Why we challenge Microsoft’s battery test - doener
http://www.opera.com/blogs/desktop/2016/06/over-the-edge/
======
kylealden
Edge platform team employee here. A couple thoughts on methodology, focusing
on our scripted test (under "stay productive longer" at
[https://blogs.windows.com/windowsexperience/2016/06/20/more-...](https://blogs.windows.com/windowsexperience/2016/06/20/more-
battery-with-edge/)), which is most comparable to Opera's test; nobody seems
to challenge our Netflix results:

* We did not enable ad blockers, because we were testing the efficiency of the network stack, browser rendering pipeline, etc.; if you cut off ads, you're effectively skipping half the assignment. This is a valid way to improve the user experience, but not a valid way to measure browser efficiency, especially because it will disproportionately impact some sites (like the news sites that Opera's test focused on) and have no impact on other sites (like Netflix, where Edge demolishes the other browsers). It's basically skipping a lap of the race and then bragging that you finished faster.
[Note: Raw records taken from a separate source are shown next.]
PR #606, opened 2021-06-04
CCS-4453 Initial script to populate drupal cache

benradey:


rednitish (commented):
Thanks Ben, It does the task beautifully and good for starting step. 
I have 2 inputs, let me know, if you agree or we can have separate ticket to target them.

1.  Once started, it took about 5 mins to complete the script. as request are independent, Can we make it multi thread, to have it completed faster?
2. Can we make more like standard python script with multi functions within it i.e.

def main():
    \t    getDrupalCache()
    \t   validateURLs()

if __name__ == "__main__":
     \t  main()

benradey:
@rednitish Thanks for your suggestions. I implemented your 2nd point, let me know what you think. For your 1st point, I agree that multithreading it would make it perform faster, but I don't think it's worth the effort. For as often as we'll run the script (probably once for the entire project), the amount of time potentially saved doesn't seem like it's worth the additional developer attention.

However, if we wind up having to do this exercise again at some unforeseen point in the future where we have thousands of published documents where the potential time savings is more substantial, then multithreading might be a very good idea in that scenario. So I would suggest making a ticket to capture your idea so we don't lose track of it. Does that sound reasonable to you?

rednitish (approved):
LGTM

* It's also worth noting that the ad blockers are often detected by many news sites and will actually prevent the main page content from loading at all. Not sure if Opera's test accounted for this.

* Our test was designed to mimic real-world behavior: Watching YouTube (foreground and background), shopping on Amazon, browsing the Facebook news feed, searching on Google, opening email in Gmail, and reading Wikipedia. To reduce variability, we used WebDriver to instrument the tests (supported by all four browsers tested) and made sure each task was timed rather than just a loop of consecutive tasks (which could disadvantage or advantage browsers depending on other factors like pageload performance or network conditions, in a way that doesn't reflect user experience, which is likely to linger on a page once it's loaded). We then used the Maxim 34407 power instrumentation built into the Surface Book (which is why we chose the Surface Book for this test) to measure actual instantaneous power consumption at the hardware, sampled once per second and then averaged across the duration of the test. We feel strongly that this is a highly scientific and defensible test setup which mimics typical user behavior and, significantly, measures the same markup and the same duration, on the same hardware, in every browser.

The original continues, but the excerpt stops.